Well I'm still on 2103 atm...but am tossing around flashing back to 2003 beta. 

I've been messing around with OC-ing my current 4790K which replaced my 4770K that was donated to another build. I had underclocked it to -.070v and ran it for some time. I found I could run 4.5GHz at that setting as well, at least for initial OCCT CPU testing, 1.14v played nice. I thought that was pretty sweet. So now I gotta see how far the rabbit tunnel goes...

I slapped a second fan on my U14S for push-pull, which brought the temps down a little further, migrating to the Corsair 600C helped as well (even on the lowest fan speed!).

Next I tried 4.6, which is achievable around 1.16v, again I ran about an hour's worth of CPU testing in OCCT, it passed I moved on deciding 4.7 is a goal. I can boot and do short term stress testing at 1.18-19v, and longer CPU-only testing at 1.207v (-.005v). So I'm still a touch undervolted running now...which is pretty cool and I was hoping to keep it that way.

Running OCCT's PSU test brings up new issues, I had to set LLC to 8 in order to prevent reboots/crashes during the stress test. Now its good for about 20 minutes in the PSU test before erroring. It doesn't state what error, but I know it's CPU-related.

My cache/ring is running stock 40X and stock 1.16v. Both are left on auto and I have monitored them, though I plan to manually enter their values at some point just to see if any changes can be documented...thus far Intel XTU and HWMonitor show no variances. About the only other changes I have is that I'm running with power savers all enabled, as I prefer to idle when my PC is idle or low load when I don't need full power and I'm running the XMP profile for my 1866 DDR3...I may mess with it later to see if I can get any extra speed out of them...but right now I want to get 1-hour stable in OCCT's PSU test at this point.

I haven't increased or changed any other voltages... CPU input voltage is 1.712v and it floats between that and 1.724v as reported by monitoring tools.
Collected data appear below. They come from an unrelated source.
PR #3005, opened 2023-10-18
ci: Dont bundle OpenSSL libs anymore

EXtremeExploit:
Older version of OpenSSL (1.1.0/1.1.1 LTS) are not maintained anymore since 9/11 (i swear this is a coincidence). So it makes sense to not bundle them anymore as they are not needed since at this point (1 year later since the switch to 3.x of mostly all distros) should have already updated from it.
Gonna leave as draft to just to make sure there isnt any major distro which still hasnt updated (SteamOS, LTS version of some distro, etc)

### DIFF
--- a/.github/workflows/c-cpp.yml
+++ b/.github/workflows/c-cpp.yml
@@ -116,14 +116,6 @@ jobs:
         run: echo "build_variable=$(git rev-list HEAD --count)" >> $GITHUB_ENV
         if: matrix.os == 'ubuntu-latest'
 
-      - name: Bundle OpenSSL shared objects
-        id: bundle_openssl
-        run: |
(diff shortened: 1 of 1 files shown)


scribam:
- Ubuntu LTS (20.04) will stay with 1.x: https://ubuntu.com/blog/running-openssl-1-1-1-after-eol-with-ubuntu-pro. Consumer EOL is 2025.
- NixOS 24.05 has openssl 3.3.1: https://github.com/NixOS/nixpkgs/blob/086b448a5d54fd117f4dc2dee55c9f0ff461bdc1/pkgs/development/libraries/openssl/default.nix#L329

Zangetsu38 (approved):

I think that I'm still within safety limits of not needing to increase that but maybe not... I'm adding notes and thoughts here as I go.

I will say this CPU surprised me a bit with the OC's it is able to achieve at below stock VID, I may settle on 4.6, but hoping I can make 4.7 work and maybe chase 4.8 later on just to see where it would end up at.


----------



## Kursah (Jan 20, 2016)

So I'm going to use this thread as my mini-OC log since its relevant.

I stuck with 2103, I wanna see what I can do..and not running uber fast DDR3 probably helps...but I'm curious to see what these Crucial 1866's can do...it'd be sweet to hit 2133 without much effort...lol.

So LLC is at 8, voltage set to stock VID, 1.21v. OCCT PSU test stable 1+ hours over the span of the afternoon/evening. Decided to download and run the Asus ROG Realbench 2.4.2...it lasted about 20-50 minutes on 1.20v, and am running a 1-hour on 1.21v.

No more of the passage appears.